- **Task statement**: Give back every entry below, unchanged.

────────

PR #902, opened 2026-04-06
fix: Render to pick buffer in render step (points pt. 1)

ShrimpCryptid:
Problem
=======
Fixes a bug where each call to `getIdAtPixel` would cause a re-render of the pick buffer (eek!). Certain features like annotations would call `getIdAtPixel` for each onscreen object, potentially causing hundreds of re-renders each frame.

Now, the pick buffer is rendered to once during the `render` step. (I also threw in one more fix and changed some state dependencies.)

Solution
========
- The pick buffer is now updated once on render instead of on every call to `getIdAtPixel()`.
- `Viewer` no longer re-renders on every frame change (removed dependency on `currentFrame`).

## Type of change

Steps to Verify:
----------------
1. Download this CSV: [Exploratory dataset-annotations (8).csv](https://github.com/user-attachments/files/26521387/Exploratory.dataset-annotations.8.csv)
2. Open https://allen-cell-animated.github.io/timelapse-colorizer/pr-preview/pr-902/viewer?collection=https%3A%2F%2Fallencell.s3.amazonaws.com%2Faics%2Fnuc-morph-dataset%2Ftimelapse_feature_explorer_datasets%2Fbaseline_colonies_dataset%2Fcollection.json&t=15&tab=annotation and import the CSV annotations.
3. Play through time. (It may be slightly choppy on first playback but will be much faster on subsequent runs.)

### DIFF
--- a/src/colorizer/viewport/ColorizeCanvas2D.ts
+++ b/src/colorizer/viewport/ColorizeCanvas2D.ts
@@ -801,7 +801,15 @@ export default class ColorizeCanvas2D implements IInnerRenderCanvas {
     this.checkPixelRatio();
     this.syncTrackPathLine();
 
+    // Render main scene
     this.renderer.render(this.scene, this.camera);
+
+    // Render to pick buffer
+    const previousRenderTarget = this.renderer.getRenderTarget();
+    this.renderer.setRenderTarget(this.pickRenderTarget);
+    this.renderer.render(this.pickScene, this.camera);
+    this.renderer.setRenderTarget(previousRenderTarget);
+
     this.onRenderCallback?.();
   }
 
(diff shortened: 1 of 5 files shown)


src/colorizer/viewport/overlays/elements/annotations.ts
```diff
@@ -154,11 +154,6 @@ function drawAnnotationMarker(
   const pos = new Vector2(pos3d.x, pos3d.y);
   const { scale, clipOpacity } = params.depthToScale(pos3d.z);
 
-  // TODO: getIdAtPixel is very expensive and can cause performance issues when
-  // annotations are being updated without the view moving (like when a user is
-  // editing a value or is adding annotations). Turn annotation rendering into a
-  // class and cache the getIdAtPixel result for the current frame, invalidating
-  // it whenever the transform matrix or current frame changes.
```
interim17, line 161: What a nice thing to delete.

src/colorizer/viewport/ColorizeCanvas2D.ts
```diff
@@ -801,7 +799,15 @@ export default class ColorizeCanvas2D implements IInnerRenderCanvas {
...
     this.syncTrackPathLine();
 
+    // Render main scene
     this.renderer.render(this.scene, this.camera);
+
+    // Render to pick buffer
+    const previousRenderTarget = this.renderer.getRenderTarget();
+    this.renderer.setRenderTarget(this.pickRenderTarget);
+    this.renderer.render(this.pickScene, this.camera);
+    this.renderer.setRenderTarget(previousRenderTarget);
```
meganrm: why do you call `this.renderer.render` and `this.renderer.setRenderTarget` each twice?

ShrimpCryptid: I'm rendering a different scene (`this.pickScene`) to a different render target (`this.pickRenderTarget`) and then restoring the previous render target. I can add an additional comment here to make it more clear.

interim17 (approved):

meganrm (approved):

PR #906, opened 2026-04-11
feat: Download Dataset as CSV

### LINKED ISSUE #819: Download dataset CSV
## Use Case

Requested by Susanne! It would be useful for students/scientists looking at TFE data to be able to download the current tracks + features as a CSV for additional data analysis or plotting.

Susanne also mentioned that, in NucMorph, TFE's dataset is a subset of the larger dataset (which includes things like spherical harmonics, for instance). Susanne says that it would be less useful to link to the full dataset, because it introduces additional features and complexity that users may not be expecting.

## Acceptance Criteria

- Add a download button in the header.
- When clicked, the button should start a download of the whole dataset as a CSV file. Columns should include time, track number, label, and all features.
  - Columns should use the human-readable display name, rather than the key.
  - Should centroid/bbox data be included?

## Details

Should the CSV be pre-generated by `colorizer-data`, or should the TFE frontend always handle it?

ShrimpCryptid:
Problem
=======
Closes #819, "Download dataset CSV."

Adds an onscreen button for downloading the current Dataset as a CSV, including metadata (time, seg ID, track, centroids, etc.), feature data, and filter status. The writing of the CSV string is handled in a worker thread to prevent blocking the main thread, since some datasets can have 10,000+ rows!

The key steps for the download process are as follows:
1. The user clicks on the `DownloadDatasetButton`.
2. This calls into `dataset.toCsvDataColumns`, which passes out an array of objects containing the name of a column and its array data.
3. The filtering status (whether an object is included or excluded from a filter) is added to the array of columns.
4. The columns are passed to a worker thread via `workerPool.getCsvString()` to be processed into a CSV string (using the `columnsToCsv` helper method).
5. The final CSV string is returned to the main thread and downloaded as a new file.

*Estimated review size: medium, 25 minutes*

Solution
========
- Added an onscreen button (`DownloadDatasetButton.tsx`) to download the currently selected dataset.
  - On click, an asynchronous worker starts processing feature data into a CSV, which is then downloaded as a local file.
  - Also added a loading spinner and error handling.
- Added unit tests.

## Type of change

Steps to Verify:
----------------
1. Open PR preview: https://allen-cell-animated.github.io/timelapse-colorizer/pr-preview/pr-906/viewer?collection=https%3A%2F%2Fallencell.s3.amazonaws.com%2Faics%2Fnuc-morph-dataset%2Ftimelapse_feature_explorer_datasets%2Fexploratory_dataset%2Fcollection.json
6. Once the dataset loads, click the Download icon button next to the dataset dropdown. The CSV should start processing and download when complete.

Screenshots (optional):
-----------------------
**Video talk-through (🔊):**

https://github.com/user-attachments/assets/31e91b0a-3650-4c53-bf90-5093e67de768

image

image

-----------------------
1. `src/components/Buttons/DownloadDatasetButton.tsx`
2. `src/colorizer/utils/csv_utils.ts`


src/components/LoadingSpinner.tsx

────────

- **Output for this task**:
PR #902, opened 2026-04-06
fix: Render to pick buffer in render step (points pt. 1)

ShrimpCryptid:
Problem
=======
Fixes a bug where each call to `getIdAtPixel` would cause a re-render of the pick buffer (eek!). Certain features like annotations would call `getIdAtPixel` for each onscreen object, potentially causing hundreds of re-renders each frame.

Now, the pick buffer is rendered to once during the `render` step. (I also threw in one more fix and changed some state dependencies.)

Solution
========
- The pick buffer is now updated once on render instead of on every call to `getIdAtPixel()`.
- `Viewer` no longer re-renders on every frame change (removed dependency on `currentFrame`).

## Type of change

Steps to Verify:
----------------
1. Download this CSV: [Exploratory dataset-annotations (8).csv](https://github.com/user-attachments/files/26521387/Exploratory.dataset-annotations.8.csv)
2. Open https://allen-cell-animated.github.io/timelapse-colorizer/pr-preview/pr-902/viewer?collection=https%3A%2F%2Fallencell.s3.amazonaws.com%2Faics%2Fnuc-morph-dataset%2Ftimelapse_feature_explorer_datasets%2Fbaseline_colonies_dataset%2Fcollection.json&t=15&tab=annotation and import the CSV annotations.
3. Play through time. (It may be slightly choppy on first playback but will be much faster on subsequent runs.)

### DIFF
--- a/src/colorizer/viewport/ColorizeCanvas2D.ts
+++ b/src/colorizer/viewport/ColorizeCanvas2D.ts
@@ -801,7 +801,15 @@ export default class ColorizeCanvas2D implements IInnerRenderCanvas {
     this.checkPixelRatio();
     this.syncTrackPathLine();
 
+    // Render main scene
     this.renderer.render(this.scene, this.camera);
+
+    // Render to pick buffer
+    const previousRenderTarget = this.renderer.getRenderTarget();
+    this.renderer.setRenderTarget(this.pickRenderTarget);
+    this.renderer.render(this.pickScene, this.camera);
+    this.renderer.setRenderTarget(previousRenderTarget);
+
     this.onRenderCallback?.();
   }
 
(diff shortened: 1 of 5 files shown)


src/colorizer/viewport/overlays/elements/annotations.ts
```diff
@@ -154,11 +154,6 @@ function drawAnnotationMarker(
   const pos = new Vector2(pos3d.x, pos3d.y);
   const { scale, clipOpacity } = params.depthToScale(pos3d.z);
 
-  // TODO: getIdAtPixel is very expensive and can cause performance issues when
-  // annotations are being updated without the view moving (like when a user is
-  // editing a value or is adding annotations). Turn annotation rendering into a
-  // class and cache the getIdAtPixel result for the current frame, invalidating
-  // it whenever the transform matrix or current frame changes.
```
interim17, line 161: What a nice thing to delete.

src/colorizer/viewport/ColorizeCanvas2D.ts
```diff
@@ -801,7 +799,15 @@ export default class ColorizeCanvas2D implements IInnerRenderCanvas {
...
     this.syncTrackPathLine();
 
+    // Render main scene
     this.renderer.render(this.scene, this.camera);
+
+    // Render to pick buffer
+    const previousRenderTarget = this.renderer.getRenderTarget();
+    this.renderer.setRenderTarget(this.pickRenderTarget);
+    this.renderer.render(this.pickScene, this.camera);
+    this.renderer.setRenderTarget(previousRenderTarget);
```
meganrm: why do you call `this.renderer.render` and `this.renderer.setRenderTarget` each twice?

ShrimpCryptid: I'm rendering a different scene (`this.pickScene`) to a different render target (`this.pickRenderTarget`) and then restoring the previous render target. I can add an additional comment here to make it more clear.

interim17 (approved):

meganrm (approved):

PR #906, opened 2026-04-11
feat: Download Dataset as CSV

### LINKED ISSUE #819: Download dataset CSV
## Use Case

Requested by Susanne! It would be useful for students/scientists looking at TFE data to be able to download the current tracks + features as a CSV for additional data analysis or plotting.

Susanne also mentioned that, in NucMorph, TFE's dataset is a subset of the larger dataset (which includes things like spherical harmonics, for instance). Susanne says that it would be less useful to link to the full dataset, because it introduces additional features and complexity that users may not be expecting.

## Acceptance Criteria

- Add a download button in the header.
- When clicked, the button should start a download of the whole dataset as a CSV file. Columns should include time, track number, label, and all features.
  - Columns should use the human-readable display name, rather than the key.
  - Should centroid/bbox data be included?

## Details

Should the CSV be pre-generated by `colorizer-data`, or should the TFE frontend always handle it?

ShrimpCryptid:
Problem
=======
Closes #819, "Download dataset CSV."

Adds an onscreen button for downloading the current Dataset as a CSV, including metadata (time, seg ID, track, centroids, etc.), feature data, and filter status. The writing of the CSV string is handled in a worker thread to prevent blocking the main thread, since some datasets can have 10,000+ rows!

The key steps for the download process are as follows:
1. The user clicks on the `DownloadDatasetButton`.
2. This calls into `dataset.toCsvDataColumns`, which passes out an array of objects containing the name of a column and its array data.
3. The filtering status (whether an object is included or excluded from a filter) is added to the array of columns.
4. The columns are passed to a worker thread via `workerPool.getCsvString()` to be processed into a CSV string (using the `columnsToCsv` helper method).
5. The final CSV string is returned to the main thread and downloaded as a new file.

*Estimated review size: medium, 25 minutes*

Solution
========
- Added an onscreen button (`DownloadDatasetButton.tsx`) to download the currently selected dataset.
  - On click, an asynchronous worker starts processing feature data into a CSV, which is then downloaded as a local file.
  - Also added a loading spinner and error handling.
- Added unit tests.

## Type of change

Steps to Verify:
----------------
1. Open PR preview: https://allen-cell-animated.github.io/timelapse-colorizer/pr-preview/pr-906/viewer?collection=https%3A%2F%2Fallencell.s3.amazonaws.com%2Faics%2Fnuc-morph-dataset%2Ftimelapse_feature_explorer_datasets%2Fexploratory_dataset%2Fcollection.json
6. Once the dataset loads, click the Download icon button next to the dataset dropdown. The CSV should start processing and download when complete.

Screenshots (optional):
-----------------------
**Video talk-through (🔊):**

https://github.com/user-attachments/assets/31e91b0a-3650-4c53-bf90-5093e67de768

image

image

-----------------------
1. `src/components/Buttons/DownloadDatasetButton.tsx`
2. `src/colorizer/utils/csv_utils.ts`


src/components/LoadingSpinner.tsx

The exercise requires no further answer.